Whispers

Standing in the center of the study, heart pounding, Frye listened for movement in the house, for a sign that she had heard him.

There was only silence.

She was able to rise up from the dead and come back to life in a new identity, but that was evidently the limit of her supernatural power. Obviously, she was not all-seeing and all-knowing. He was in her house, but she did not know it yet.

He grinned.

He took the knife from the sheath that was fixed to his belt, held it in his right hand.

With the penlight in his left hand, he quietly prowled through every room on the ground floor. They were all dark and deserted.

Going up the stairs to the second floor, he stayed close to the wall, in case any of the steps creaked. He reached the top without making a sound.

He explored the bedrooms, but he encountered nothing of interest until he approached the last room on the left. He thought he saw light coming under the door, and he switched off his flash. In the pitch-black corridor only a nebulous silvery line marked the threshold of the last room, but it was more marked than any of the others. He went to the door and cautiously tried the knob. Locked.

He had found her.

Katherine.

Pretending to be someone named Hilary Thomas.

The bitch.
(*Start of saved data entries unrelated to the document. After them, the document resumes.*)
PR #835, opened 2026-06-17
Fix TRK2-34 open ramp tables

larshinueber:
#805 introduced a check that the end time of a ramp table entry is after the start time of the ramp table. This causes issues for TNF files, as some ground stations only have starting records with no corresponding end record.
In this case, the end time is `None` and gets implicitly converted a 0 posix epoch, which now throws an error with the new behavior. 

This PR
- adds a check for open ramp intervals, depending on the user choice lets them close it artificially, print a warning or throw an exception
- checks if a frequency interpolator already exists for the ground station, if so, adds the new one to the existing one, instead of overwriting it

Instead of using an arbitrary epoch I tried to retrieve the epoch of the last SFDU in the processed TNF files, but couldn't get this to work reliably in the MRO example.

### DIFF
--- a/docs/tudatpy/source/data/processTrk234.rst
+++ b/docs/tudatpy/source/data/processTrk234.rst
@@ -8,6 +8,17 @@ This module provides tools to read, parse, and convert DSN radiometric tracking 
 (Doppler, range, and ramp data) from TNF/TRK files into Tudat observation formats.
 
 
+Enums
+-----
+.. currentmodule:: tudatpy.data.processTrk234
+
+.. autosummary::
+
+   converters.OpenRampHandling
+
+.. autoclass:: tudatpy.data.processTrk234.converters.OpenRampHandling
+   :members:
+
 Classes
 -------
 .. currentmodule:: tudatpy.data.processTrk234
--- a/include/tudat/astro/ground_stations/transmittingFrequencies.h
+++ b/include/tudat/astro/ground_stations/transmittingFrequencies.h
@@ -360,6 +360,12 @@ public:
         return startFrequencies_;
     }
 
+    //! Function to retrieve the gap handling option
+    FrequencyGapHandling getGapHandling( )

The rotten bitch.

Katherine, Katherine, Katherine….

As the name echoed through his mind, he clenched his fist around the knife and made short jabbing motions at the darkness, as if he were stabbing her.
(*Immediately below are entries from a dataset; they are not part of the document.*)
PR #836, opened 2026-06-18
DSN custom seasonal troposphere calibration input

larshinueber:
This PR adds the option to load a custom seasonal troposphere calibration file from the python interface. The current default troposphere seasonal correction model only contains the trigonometric coefficients, while the default file from the PDS (https://pds-geosciences.wustl.edu/radiosciencedocs/urn-nasa-pds-jpl_dsn_mmm/tro/1972_001_2048_001_tro.csp) contains additional constant terms per single DSN station. The constant corrections are in the order of cm to mm for all active stations, for backwards compatibility the default behavior is unchanged.

The current implementation checks that only one adjustment is added per time window. This check is removed, since the constant corrections are specified per time window and are added on top of the trigonometric corrections, therefore multiple corrections are active at the same time and summed up.

### DIFF
--- a/include/tudat/astro/observation_models/corrections/atmosphereCorrection.h
+++ b/include/tudat/astro/observation_models/corrections/atmosphereCorrection.h
@@ -237,7 +237,7 @@ public:
     /*!
      * Constructor.
      */
-    TabulatedMediaReferenceCorrectionManager( ): isLookupSchemeUpdated_( false ) {}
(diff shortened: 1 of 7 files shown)


DominicDirkx:
Nice! Thanks for adding. Could you also add a (small) unit test for this fuctionality?

DominicDirkx:
Nice!

PR #839, opened 2026-06-21
feature/ Expose panel material parameters

Markus-Reichel:
Adds estimation support for panel material properties beyond specular/diffuse reflectivity.

  Changes:

  - Adds estimatable parameters for:
     - energy_accomodation_coefficient
      - normal_accomodation_coefficient
      - tangential_accomodation_coefficient
      - normal_velocity_at_wall_ratio

  - Reuses the existing panel-group estimation pattern used by specular/diffuse reflectivity.
  - Adds Python parameters_setup bindings for the new parameter settings.
  - Extends aerodynamic acceleration partials to compute sensitivities via central finite difference on the material parameter value.


DominicDirkx:
Nice to have this functionality! I'm guessing it's still in draft because unit tests are missing (?) 

For the partials, i think these can be analytical rather than numerical, to make sure they're robust in any regime

Markus-Reichel:
exactly. I just did a quick implementation but still need to check if its working properly. I am currently running the first tests!

But one thing that I noticed, the macro-model is reeeaaalllly slow, especially when self-shadowing is enabled.
Maybe I will have an AI look over the implementation to see if some code changes could speed it up a bit.

DominicDirkx:
Indeed, the macromodel is very slow, and scales quadratically with the number of panels. I think you could probably simplify your model to 10-20 panels, how many are there now? Also, you can play with the number of pixels/rays to make it faster. Of course, suggestions to improve computational efficiency would be much appreciated (but let's do this in a different issue)!

PR #840, opened 2026-06-21
Add offline mode and listing cache to mission data downloader

Markus-Reichel:
LoadPDS previously hit the network on every run to list archive directories, even when all files were already on disk: repeated periods were slow and offline use failed outright.

Add a JSON listing cache (<local_folder>/.mission_data_cache.json) and route all directory listings through a single _fetch_listing() helper:
- cache-first: reuse a resolved listing with no HTTP call
- offline=True: never touch the network (use cache + on-disk files)
- auto-fallback: on a network error, use the cache if available

### DIFF
--- a/src/tudatpy/data/mission_data_downloader/mission_data_downloader.py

Stretching out face-down on the floor of the hallway, Frye looked through the inch-high gap at the bottom of the door. A large piece of furniture, perhaps a dresser, was pushed up against the other side of the entrance. A vague indirect light spread across the bedroom from an unseen source on the right, some of it finding its way around the edges of the dresser and under the door.

He was delighted by what little he could see, and a flood of optimism filled him. She had barricaded herself in the room, which meant the hateful bitch was afraid of him. She was afraid of him. Even though she knew how to come back from the grave, she was frightened of dying. Or maybe she knew or sensed that this time she would not be able to return to the living. He was going to be damned thorough when he disposed of the corpse, far more thorough than he had been when he’d disposed of the many other women whose bodies she had inhabited. Cut out her heart. Pound a wooden stake through it. Cut off her head. Fill her mouth with garlic. He also intended to take the head and the heart with him when he left the house; he would bury the pair of grisly trophies in separate and secret graves, in the hallowed ground of two different churchyards, and far away from wherever the body itself might be interred. Apparently, she was aware that he planned to take extraordinary precautions this time, for she was resisting him with a fury and a purpose the likes of which she had never shown before.

She was very quiet in there.

Asleep?

No, he decided. She was too scared to sleep. She was probably sitting up in bed with the pistol in her hands.

He pictured her hiding in there like a mouse seeking refuge from a prowling cat, and he felt strong, powerful, like an elemental force. Hatred boiled blackly within him. He wanted her to squirm and shake with fear as she had made him do for so many years. An almost overpowering urge to scream at her took hold of him; he wanted to shout her name–Katherine, Katherine–and fling curses at her. He kept control of himself only with an effort that brought sweat to his face and tears to his eyes.

He got to his feet and stood silently in the darkness, considering his options. He could throw himself against the door, break through it, and push the obstacle out of the way, but that would surely be suicidal. He wouldn’t get through the fortifications fast enough to surprise her. She would have plenty of time to line up the sights of the gun and put half a dozen bullets into him. The only other thing he could do was wait for her to come out. If he stayed in the hallway and didn’t make a sound all night, the uneventful hours might wear the edges off her watchfulness. By morning, she might get the idea that she was safe and that he wasn’t ever coming back. When she walked out of there, he could seize her and force her back to the bed before she knew what was happening.